A Scalable Froth-Flotation Separation Process for Direct Recycling of Li-Ion Batteries and Its Technical Feasibility

Abstract

The increasing demand for Li-ion batteries (LIBs) in hybrid and electric vehicles had led to a significant increase in the volume of new and end-of-life LIBs. For this reason, recycling of spent LIBs has attracted significant attention in recent years for future sustainability. Different from existing recycling methods such as pyrometallurgical and hydrometallurgical methods, direct recycling method recovers cathode and anode active materials directly in reusable forms at a low cost. This process consists of two steps: 1) liberation and separation, and 2) re-functionalization (or re-lithiation). Many previous studies have been focusing on the second step only. To successfully implement the direct recycling process, development of a scalable and environmentally friendly separation process for battery active materials while preserving their functional integrity is necessary. To date, no studies have been conducted to evaluate the technical feasibility of such a scalable separation process for the direct recycling method.

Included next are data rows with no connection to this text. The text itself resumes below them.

PR #4082, opened 2024-06-26
Treat constants with symbolic type as being symbolic.

zygoloid:
When constant evaluation produces a known non-symbolic value, treat the result as a symbolic constant anyway if the type of the value is symbolic.

We don't yet have many ways to produce a constant that has a known value but a symbolic type. The added test case is one such way: an array `[T; 0]` initialized from `()` is a symbolic constant only because its type is symbolic -- we know its value is always `()`. More ways to form such constants will be appearing soon as we start to support generics: for example, a method of a generic class has a symbolic type but a known constant value of `{}`.

When substituting into a symbolic constant, also substitute into its type.

### DIFF
--- a/toolchain/check/eval.cpp
+++ b/toolchain/check/eval.cpp
@@ -50,6 +50,11 @@ static auto GetPhase(SemIR::ConstantId constant_id) -> Phase {
   }
 }
 
+static auto GetTypePhase(Context& context, SemIR::TypeId type_id) -> Phase {
+  return context.types().GetConstantId(type_id).is_symbolic() ? Phase::Symbolic
+                                                              : Phase::Template;
+}
+
 // Returns the later of two phases.
 static auto LatestPhase(Phase a, Phase b) -> Phase {
   return static_cast<Phase>(
@@ -200,7 +205,7 @@ static auto RebuildAndValidateIfFieldsAreConstant(
   // Build a constant instruction by replacing each non-constant operand with
   // its constant value.
   auto typed_inst = inst.As<InstT>();
-  Phase phase = Phase::Template;
+  Phase phase = GetTypePhase(context, inst.type_id());
   if ((ReplaceFieldWithConstantValue(context, &typed_inst, each_field_id,
                                      &phase) &&
        ...)) {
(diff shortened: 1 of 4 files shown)


toolchain/check/eval.cpp
```diff
@@ -50,6 +50,11 @@ static auto GetPhase(SemIR::ConstantId constant_id) -> Phase {
   }
 }
 
+static auto GetTypePhase(Context& context, SemIR::TypeId type_id) -> Phase {
+  return context.types().GetConstantId(type_id).is_symbolic() ? Phase::Symbolic
+                                                              : Phase::Template;
```
jonmeow: Should this CHECK that it's constant? (i.e., that the expectation of either Symbolic or Template is correct)

(also, might consider a brief comment on the function)

toolchain/check/subst.cpp
```diff
@@ -63,7 +63,9 @@ static auto PushOperand(Context& context, Worklist& worklist,
       worklist.Push(static_cast<SemIR::InstId>(arg));
       break;
     case SemIR::IdKind::For<SemIR::TypeId>:
-      worklist.Push(context.types().GetInstId(static_cast<SemIR::TypeId>(arg)));
+      if (auto type_id = static_cast<SemIR::TypeId>(arg); type_id.is_valid()) {
```
jonmeow, line 66: Why do you use static_cast here instead of `SemIR::TypeId(arg)`? I grant the code was doing this previously, but it seems inconsistent (e.g., in ValueStore, we have `IdT id = IdT(values_.size());`, not `static_cast<IdT>(values_.size())`). I'm actually a little surprised this works with the explicit constructors.

I see you add `SemIR::TypeId(type_id)` on line 157, and `static_cast<SemIR::TypeId>(arg)` on line 106. I do think we should be consistent on this.

Similar elsewhere in this file -- a quick scan suggests this may be the only file using static_cast for Id types. If you prefer to do cleanup separately, that's fine, though I'm also fine if you were to just remove the static_casts within this PR -- it looks like there's 8 pre-existing (I don't count the `static_cast<int>`).

jonmeow (approved):
LGTM

toolchain/check/subst.cpp
zygoloid: I did this here just to be consistent with the existing code -- which I think was doing that as a probably-unnecessary attempt to avoid the clang-tidy check here. I'll send a separate PR to clean this up.

toolchain/check/eval.cpp
zygoloid: Good call -- it turns out that this was also getting called when `type_id` is invalid (specifically for `StructTypeField` instructions that don't have a `type_id`). I've cleaned this up and added a check for that case.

In this work, a water-based recycling process was developed to recover cathode active materials from LIBs. In this recycling process, froth flotation technique was used to separate cathode active materials from a mixture of cathode and anode materials. A variety of electrochemical analyses of the recycled cathode active materials were systematically conducted to evaluate technical feasibility and understand current challenges of this recycling process. The present research demonstrated that the use of kerosene as the collector in the froth flotation process improved the purity of produced cathode active materials, and the recycled cathode materials preserved their original electrochemical reactivity. Cycle performance (up to 200 cycles) and rate capability (up to 1C) of the recycled cathodes were comparable to those of a pristine cathode. However, the reversible capacity of the recycled cathodes was slightly lower than that of a pristine cathode because of cell polarization. The polarization caused by electrode wettability and surface impurities on the recycled cathodes was identified as a key challenge that needs to be addressed further. This work will provide valuable insights into further development of a froth flotation-based recycling process which can be implemented in the direct recycling process.